Items from a dataset
· · ·

PR #13860, opened 2025-05-29
Update microsoft-365/whiteboard/manage-sharing-organizations.md

akshaygautam:
The following requirements for setting up Microsoft Teams Room device was missing in doc. Users also need to enable SPO level setting in their tenant to access Whiteboard on devices


akshaygautam:
#sign-off

PR #13882, opened 2025-07-03

leviu-ofek:
Added documentational to link to ability to turn off 365 group creation completely via a GUI Entra ID setting. Not sure why this article never mentioned this ability and it can be done simply via GUI.
[https://learn.microsoft.com/en-us/entra/identity/users/groups-self-service-management#group-settings](https://learn.microsoft.com/en-us/entra/identity/users/groups-self-service-management#group-settings)


v-mathavale:
changes are technical and and the author can't be found.

leviu-ofek:
Author of what? this .md?

PR #1015, opened 2026-09-13
test(mcp): pin the raw-wire framing in the handshake tests

### LINKED ISSUE #839: Smoke-test realism and the Windows CRLF wire bug

Adhi1-2:
## What

Closes the last open item of #839: the raw-bytes framing assertion in the pytest handshake test.

## State of #839 on main

Most of the issue already landed:

- **Entry-point realism** (#881 / 8d78043): `scripts/mcp_smoke.py` spawns the console script by default, `--entry-point {console-script,module}` to override, and reports which one it used
- **Framing reported**: the smoke transcript states the observed wire framing (`CRLF (\r\n)` on Windows, `LF (\n)` elsewhere)
- **Docs**: `docs/api/mcp.md` has the Windows CRLF troubleshooting section with the upstream reference (modelcontextprotocol/python-sdk#2433)
- **CI matrix** (#837, closed): `install-matrix` runs `mcp_smoke.py --entry-point console-script` on ubuntu/windows/macos against wheel installs

The one thing missing is the issue's test-plan bullet, "raw-bytes assertion helper shared with the CI handshake test": **no test anywhere asserts the framing**. `tests/test_mcp_entrypoint.py` reads through `text=True` pipes, and universal newlines rewrite `\r\n` to `\n` — the suite would pass identically on a wire that had the defect and one that didn't. Reporting without asserting is exactly the gap that let this bug class ship before.

## This PR

`tests/test_mcp_entrypoint.py` gains a raw-wire half:

- **`_parse_raw_frame`** — the shared raw-bytes helper: takes one frame's bytes, asserts it ends with a line feed (rejecting bare `\r` or no terminator at all — the corruptions a strict NDJSON client chokes on), identifies the exact terminator, and parses the JSON under either one
- **`_spawn_raw`** — the same spawn contract as the existing `_spawn` (inherited env, `CONTINUUM_DB`, pipes) but binary, the way a strict NDJSON client would connect
- **`test_response_framing_is_pinned_on_the_raw_wire`** — drives `initialize` + `tools/list` over binary pipes and asserts every response frame ends `b"\r\n"` on Windows and `b"\n"` elsewhere, with framing consistent across the session. The failure message tells the future reader what to do if upstream fixes #2433: update the pin and `docs/api/mcp.md` together
- **`test_frame_parsing_tolerates_both_terminators`** (parametrized over `\n` / `\r\n`) — pins that our client-side reading tolerates both terminators, the "must tolerate both" contract from the issue

The module form is spawned for the pin because the framing belongs to the SDK's writer, not the entry point that reached it; both entry points' protocol handshakes are already covered by the existing tests.

Docs: one bullet added to the CRLF troubleshooting section naming the pin and its purpose. CHANGELOG entry added; test counts re-synced (2,198 collected).

Gates: `ruff check`, `ruff format --check`, `mypy src/continuum` (125 files), full suite — green. On this macOS runner the LF pin passes; the CRLF half asserts on the Windows CI matrix (the repo's `install-matrix` and `test` jobs run it there).

Closes #839


yuki-fuyutsuki:
**Code Review**

This PR closes the last test-plan item of #839 by adding a raw-bytes harness that actually observes wire framing instead of reporting it through `text=True` pipes. It correctly avoids universal-newline rewriting, pins `b"\r\n"` on Windows and `b"\n"` elsewhere, checks framing consistency mid-session, and adds a parametrized tolerance check for the client side. The implementation is narrow, well-documented, and the failure message explicitly guides the fix if upstream `modelcontextprotocol/python-sdk#2433` lands. Overall a clean, targeted test improvement.

**medium**
`tests/test_mcp_entrypoint.py:91`
`_stop` is typed as `subprocess.Popen[str]` but is now called with the `Popen[bytes]` returned by `_spawn_raw`. At runtime it works, but it is an API misuse that will fail `mypy` if test files are ever included, and the `TimeoutExpired` path calls `proc.kill()` without reaping the child, leaving a zombie until the test process exits. Reaping after `kill` is the standard resource-leak fix.

```suggestion
def _stop(proc: subprocess.Popen[Any]) -> None:
    if proc.stdin:
        proc.stdin.close()
    try:
        proc.wait(timeout=10)
    except subprocess.TimeoutExpired:
        proc.kill()
        proc.wait(timeout=5)
```

**low**
`tests/test_mcp_entrypoint.py:195`
`test_response_framing_is_pinned_on_the_raw_wire` blocks indefinitely on `proc.stdout.readline()` if the server crashes or never frames a response. The existing helpers share this, but with `stderr=subprocess.DEVNULL` the hang is silent and CI only fails on the job timeout rather than the 10s `_stop` path. Consider a per-read timeout or capturing stderr on failure to make the framing pin fail fast and debuggable. No change required to land, but worth hardening in a follow-up.


[github run](/Cyrax321/CONTINUUM/actions/runs/34791235321)

Cyrax321 (approved):
Thank you for contributing to CONTINUUM. Pinning the raw wire framing for #839 is genuinely valuable work, and the binary pipe harness is exactly right. Text mode would hide CRLF via universal newlines, so asserting b"\r\n" on Windows vs b"\n" elsewhere plus parser tolerance for both is the correct way to lock this in against upstream modelcontextprotocol/python-sdk#2433.

Approving with one suggestion. In tests/test_mcp_entrypoint.py, _spawn_raw routes stderr to DEVNULL. When the handshake fails on CI the server crash log is lost, which makes the Windows only branch hard to debug. Please capture stderr and include tail output on assertion failure, the same pattern _spawn uses for CONNECTION_CLOSED debugging. No retest needed beyond the current green run.

Great work, thanks for closing the raw bytes half of the test plan.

· · ·

Aim of the exercise
Your answer should consist only of the lines above between the line holding "PR #13882, opened 2025-07-03" and the line holding "test(mcp): pin the", inclusive, each transcribed exactly.

Exercise solution
PR #13882, opened 2025-07-03

leviu-ofek:
Added documentational to link to ability to turn off 365 group creation completely via a GUI Entra ID setting. Not sure why this article never mentioned this ability and it can be done simply via GUI.
[https://learn.microsoft.com/en-us/entra/identity/users/groups-self-service-management#group-settings](https://learn.microsoft.com/en-us/entra/identity/users/groups-self-service-management#group-settings)


v-mathavale:
changes are technical and and the author can't be found.

leviu-ofek:
Author of what? this .md?

PR #1015, opened 2026-09-13
test(mcp): pin the raw-wire framing in the handshake tests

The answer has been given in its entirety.